The changes are intended to attract investment and help India meet its target of 100 gigawatt of nuclear power capacity by 2047.
Australia terror attack. One of the gunmen behind the mass shooting at Sydney’s Bondi Beach had links to Hyderabad, the Telangana Police said. Fifty-year-old Sajid Akram finished his Bachelor of Commerce in the city before migrating to Australia in November 1998 after marrying a woman of European origin, it said.
“Telangana Police has no adverse record against Sajid Akram during his stay in India prior to his departure in 1998,” the police said in a release. The factors that allegedly led to the radicalisation of Sajid Akram and his son Naveed did not seem to have any connection with India, it added.

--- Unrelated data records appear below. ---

PR #1048, opened 2023-04-20
ExecutableType moved to SpiNNMan

Christian-B:
Create a stub to allow the moved ExecutableType  to still be imported from FrontendCommon

See: https://github.com/SpiNNakerManchester/SpiNNMan/pull/323

### DIFF
--- a/fec_integration_tests/interface/interface_functions/test_front_end_common_load_executable_images.py
+++ b/fec_integration_tests/interface/interface_functions/test_front_end_common_load_executable_images.py
@@ -17,10 +17,9 @@ from collections import defaultdict
 from spinn_utilities.overrides import overrides
 from spinnman.transceiver import Transceiver
 from spinnman.model import ExecutableTargets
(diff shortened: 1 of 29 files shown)


Christian-B:
Using only the stud from spinn_front_end_common.utilities.utility_objs import ExecutableType
http://apollo.cs.man.ac.uk:8080/blue/organizations/jenkins/Integration%20Tests/detail/move_ExecutableType/1/pipeline

rowleya:
Warning: the warning might occur even when you don't directly import the class.

If this isn't the case, it might be easier to just do "from spinnman.model.enums import ExecutableType", which will immediately make it available here.

Christian-B:
> Warning: the warning might occur even when you don't directly import the class.
> 
> If this isn't the case, it might be easier to just do "from spinnman.model.enums import ExecutableType", which will immediately make it available here.

Agreed removed.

Naveed Akram was born in Australia and is an Australian citizen, the police noted.
Fifteen people were killed on December 14 when a shooting targeted a celebration of the Jewish festival of Hanukkah at Bondi Beach. Forty-two people were hospitalised, including five in critical condition. Sajid Akram was shot dead by police at the scene, while Naveed Akram was taken to hospital.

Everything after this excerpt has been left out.